_SOURCE MATERIAL:_
PR #3797, opened 2020-06-09
Update build tools

dholbach:


bboreham:
One of the changes from the `build-tools` repo was https://github.com/weaveworks/build-tools/pull/163 to fix the lint script which was doing nothing. Now it is actually checking files, we need to fix all the places where it complains (and ignore a few that we aren't going to fix).

bboreham:
@dholbach can you either let me know what more needs to be done, or take off the 'draft' marker.

dholbach:
This looks good to me.

Thanks for your work on this Bryan!

PR #3833, opened 2021-02-18
Update build tools including Go 1.16.2

bboreham:
- Stop creating a NodeJS build image, just use `node:10.19` directly.
 - Update to Go 1.16.2.
 - Remove some unused tools.
 - Fix some build issues on MacOS.
 - Add 'osusergo' tag to remove some link-time warnings.
 - Remove 'demo.json' file, not used in Scope.
 - Miscelaneous other build improvements.


backend/Dockerfile
```diff
@@ -1,4 +1,4 @@
-FROM golang:1.14.2
+FROM golang:1.16.2
```
dholbach, line 1: Will `go.mod` need an update too?

dholbach:
Great work - this looks much cleaner now!

backend/Dockerfile
bboreham: You mean the line in `go.mod` saying `go 1.13` ?
I read up on that https://golang.org/ref/mod#go-mod-file-go
It seems there would be some benefit from updating it.

If you mean updating the other Go package dependencies, then I'm happy to leave that to another PR.

dholbach: :+1:

PR #3836, opened 2021-03-08
Update faq.md - fix read-only mode gotcha

### LINKED ISSUE #3835: Allow disabling container operations
I have setup weavescope on kubernetes. I would like to expose it to developers behind a vpn. We do not want to allow developers to directly pause, stop or restart individual containers.

I have tried restricting access in the cluster role but that doesn't seem to be working. I am able to restrict terminating pods but not containers. 

I may have missed something fairly obvious here. Please do let me know if its possible to disable container operations.

kingdonb:
Someone's text editor has made this `U+2014 : EM DASH` instead of a double-dash. Closes #3835

### DIFF
--- a/site/faq.md
+++ b/site/faq.md
@@ -15,7 +15,7 @@ the YAML manifests from `cloud.weave.works`.
 
 ## Disabling Scope Write Access
 
-Can be done by using the `probe.no-controls` option and set it to false for the scope agents. This can be done in the scope deployment manifest under the `weave-scope-agent`'s argument section with `—probe.no-controls=true`.
+Can be done by using the `probe.no-controls` option and set it to true for the scope agents. This can be done in the scope agents' manifests under the `weave-scope-cluster-agent` deployment and `weave-scope-agent` daemonset argument section with `--probe.no-controls=true`.
 
 ## RBAC and Weave Scope OSS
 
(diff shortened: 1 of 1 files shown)


kingdonb:
I think the following section has a similar error. The dashes are proper ASCII hyphen-minus, but they are single dashes and should be double dashes. Pushing up another commit to address this while I'm here.

site/faq.md
```diff
@@ -15,7 +15,7 @@ the YAML manifests from `cloud.weave.works`.
 
 ## Disabling Scope Write Access
 
-Can be done by using the `probe.no-controls` option and set it to false for the scope agents. This can be done in the scope deployment manifest under the `weave-scope-agent`'s argument section with `—probe.no-controls=true`.
+Can be done by using the `probe.no-controls` option and set it to false for the scope agents. This can be done in the scope daemonset manifest under the `weave-scope-agent`'s argument section with `--probe.no-controls=true`.
```
bboreham, line 18: Nowadays we have both a Deployment (which handles Kubernetes data for the whole cluster) and a DaemonSet (which handles everything else on a per-host basis).

bboreham (commented):
Thanks; it turns out single-hyphen arguments are valid, though I'm ok to change for consistency.
https://golang.org/pkg/flag/#hdr-Command_line_flag_syntax

site/faq.md
kingdonb: Ah. Does it need to be passed on to both then? I only noticed one (my cluster is also a single node)

My update went to the daemonset and it seemed to do the trick

kingdonb:
That makes sense. I was just going by what I saw was already in use in existing args in the daemonset.

site/faq.md
kingdonb: I read once more carefully and it looks like there was another error in this paragraph. I think it reads correctly now.

kingdonb:
This was confirmed in #3835 👍

bboreham (approved):

PR #756, opened 2024-04-30
Bump `github.com/docker/docker` and `golang.org/x/net` dependencies

anujc25:

- Bump github.com/docker/docker from 24.0.7+incompatible to 24.0.9+incompatible
- Bump golang.org/x/net from 0.17.0 to 0.23.0

Combines #739, #740, #741, #710

### Release note

```release-note
None
```


marckhouzam (commented):
The `test/e2e/framework/go.sum` and `test/sample-plugin/go.sum` need to be tidied some more.

I suggest we update the main `Makefile` to do this automatically to avoid manually having to do this (and easily forgetting).

Basing ourselves on the old code from `tanzu-framework` we should add this towards the top:
```
GO_MODULES=$(shell find . -path "*/go.mod" | xargs -I _ dirname _)
```
then modifying the `gomod` target to become:
```
.PHONY: gomod
gomod: ## Update go module dependencies
	for i in $(GO_MODULES); do \
		echo "-- Tidying $$i --"; \
		pushd $${i}; \
		$(GO) mod tidy || exit 1; \
		popd; \
	done
```

marckhouzam (approved):
Nice!
LGTM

_TASK OBJECTIVE:_ Copy out every line in the records where the word "hyphen" is found.

_RESPONSE TO THIS TASK:_
I think the following section has a similar error. The dashes are proper ASCII hyphen-minus, but they are single dashes and should be double dashes. Pushing up another commit to address this while I'm here.
Thanks; it turns out single-hyphen arguments are valid, though I'm ok to change for consistency.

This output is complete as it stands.